It is a common pitfall for adults to think they are teaching children. Most often, it is the reverse. Children teach adults. How? Very simply: they teach us to remember what we forgot. A child has the innate ability to see the authentic. For children with neurodiverse features, authenticity can be a driving force.
Every summer, I spend time with my niece who has been diagnosed with dyslexia. She is the type of child who does not let outside influences define her identity. She is very expressive, letting others know her likes and dislikes, fairly. When we talk about life, I remind her that she has super powers many do not have. She has a gift of seeing intricate patterns. She can distinguish the richness of sound that I sometimes miss. Most importantly, she is very empathetic.

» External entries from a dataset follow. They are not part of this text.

PR #13216, opened 2024-03-26
Clean up variable-gaps terms format.

jpountz:
The variable-gaps terms format uses the legacy storage layout of storing metadata at the end of the index file, and storing the start pointer of the metadata as the last 8 bytes of the index files (just before the footer). This forces an awkward access pattern at open time when we first need to seek towards the end to check that a footer is present, then seek some more bytes backwards to read metadata, and finally read the content of the index that sits before metadata.

To fix this, meta data and index data are now split into different files. This way, both files have a clean sequential and read-once access pattern, and can take advantage of the `ChecksumIndexInput` abstraction for checksum validation.

This further helps clean up `IOContext` by removing the ability to set `readOnce` to `true` on an existing `IOContext`.


uschindler (commented):
Hi,
I am not fully familar with the index format, so I can't really review the actual read/write code.

My understanding is the following:
- we now use `ChecksumIndexInput` as the file is fully readonce without seeking. Because we removed the `IOContext` from directory's open method (as it is hardcoded to readOnce), we do not need to change the existing IOContext, so the modifier method can go away
- the file is then read in whole and closed, the FST is on-heap.

We do not have backwards compatibility here as it is not the default format, so we can change it in main branch (10.x). This won't be backported, correct?

Uwe

jpountz:
> we now use ChecksumIndexInput as the file is fully readonce without seeking. Because we removed the IOContext from directory's open method (as it is hardcoded to readOnce), we do not need to change the existing IOContext, so the modifier method can go away

This is correct.

> the file is then read in whole and closed, the FST is on-heap.

Correct as well.

> We do not have backwards compatibility here as it is not the default format, so we can change it in main branch (10.x). This won't be backported, correct?

I don't believe that we attempt to not break non-default formats in minor releases, I have broken a few of them in the past in a minor. That said, I'm fine with not backporting, we could still have the `IOContext` ctor removed on 9.x by hardcoding `IOContext.READONCE` when opening the `IndexInput`.

For reference, I bumped the version number to make sure users get an `IndexFormatTooOldException` rather than a cryptic corruption exception.

uschindler:
> > we now use ChecksumIndexInput as the file is fully readonce without seeking. Because we removed the IOContext from directory's open method (as it is hardcoded to readOnce), we do not need to change the existing IOContext, so the modifier method can go away
> 
> This is correct.
> 
> > the file is then read in whole and closed, the FST is on-heap.
> 
> Correct as well.
> 
> > We do not have backwards compatibility here as it is not the default format, so we can change it in main branch (10.x). This won't be backported, correct?
> 
> I don't believe that we attempt to not break non-default formats in minor releases, I have broken a few of them in the past in a minor. That said, I'm fine with not backporting, we could still have the `IOContext` ctor removed on 9.x by hardcoding `IOContext.READONCE` when opening the `IndexInput`.

That's fine. Hardcoding READONCE is also fine for this case, because the MergeContext is not needed at all.

We should at least add a note that the format has changed and older indexes can't be read.

> For reference, I bumped the version number to make sure users get an `IndexFormatTooOldException` rather than a cryptic corruption exception.

Of course, I understood that. Although we provide no backwards compatibility we should always change version numbers when format changes.

jpountz:
I'm merging only to `main` for now.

As a sailing instructor who works with neurodiverse children, aka differently abled, my niece reminds me how some children are naturally gifted sailors, like her. Sailing is about feeling the wind, reading the water and currents, hearing changes in sounds like a sail luffing, feeling the boat accelerate in a gust, and being receptive to another who might be in discomfort. These are skills that cannot be taught. They are learned experiences.
Each lesson, I have a choice how I approach a student who wants to sail. I can try to fix the student’s mistakes and make constant corrections when I feel the student is not meeting my expectations. Or I can meet the student and try to understand their gifts, allowing them to flourish while we both remain open to learning something unexpected. To be honest, I do both but always strive to be present and be curious about the student’s gifts.
I have mild dyslexia but never received a diagnosis. My niece’s experience is different from mine but I continue to learn from her. “Play is serious learning,” wrote Mr. Rogers. This summer my niece taught me how to make a friendship bracelet. Weaving a bracelet is very similar to splicing a line on a boat. When we play, we find skills that can last a lifetime.